Some people usually don’t see biology and physics as having many inherent similarities. Herbert Levine, physicist and professor of bioengineering at Rice University, seeks to challenge that view.
In a talk on March 8 at the Euclid Tavern, Levine described in detail the ways in which computational modeling can be used to develop a detailed understanding and appreciation of the mechanics underlying cell movement. In his estimation, his work in this area is a key example of how physics can profoundly inform and enhance our knowledge of biology.

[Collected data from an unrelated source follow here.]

PR #750, opened 2020-06-24
deps: upgrade actions/cache to v2 in all templates

devrelm:
[actions/cache@2](https://github.com/actions/cache/releases/tag/v2.0.0) has been released and comes with some useful updates.

### DIFF
--- a/templates/basic/.github/workflows/main.yml
+++ b/templates/basic/.github/workflows/main.yml
@@ -14,7 +14,7 @@ jobs:
           node-version: 12.x
 
       - name: Use cached node_modules
-        uses: actions/cache@v1
+        uses: actions/cache@v2
         with:
           path: node_modules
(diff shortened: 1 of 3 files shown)


agilgur5:
Thanks, will merge this in this weekend or next week when I'm back from vacation.

The current implementation is flawed btw, as it caches `node_modules` instead of `yarn-cache` or `~/.npm`.
I've been planning on changing the templates to use the `npm_install` action as TSDX uses as of #625, but that one is buggy on Mac and Windows and my issue report hasn't been responded to https://github.com/bahmutov/npm-install/issues/24. Planning to fork and fix that, but it relies on a fork of some of the GH actions since there weren't NPM packages of them -- now there are per the changelog so that should make that easier.

This is still an improvement over the current version so still makes sense to merge until that is ready.

agilgur5:
@allcontributors please add @devrelm for code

The talk was called “Cells that Figure out Where to Go: Smart Behavior from Amoebae to our Immune System,” and dealt with the methods employed by cells of varying degrees of complexity to ensure accurate navigation. According to Levine, organisms such as amoebae and white blood cells can be broadly grouped together when it comes to motion. This is because they both rely on the same general mechanisms in order to move to target locations within their respective environments.
“Cells figure out where to go by using primitive ‘senses,’ mostly smell—detecting chemicals—and touch—detecting the hardness of surfaces,” said Levine. “[Of course] for cells, chemical detection is usually more important than any mechanical stimulus.”
According to him, such methods of detection are crucial for cells to establish which parts of their surroundings are “favorable” to move towards, and to distinguish such desirable areas from more “unfavorable” locations. He provided an example: In much the same way that human beings are attracted to fragrant scents and repulsed by putrid stenches, cells “know” to move to certain places because such locations emit chemical signals that are “attractive” to them.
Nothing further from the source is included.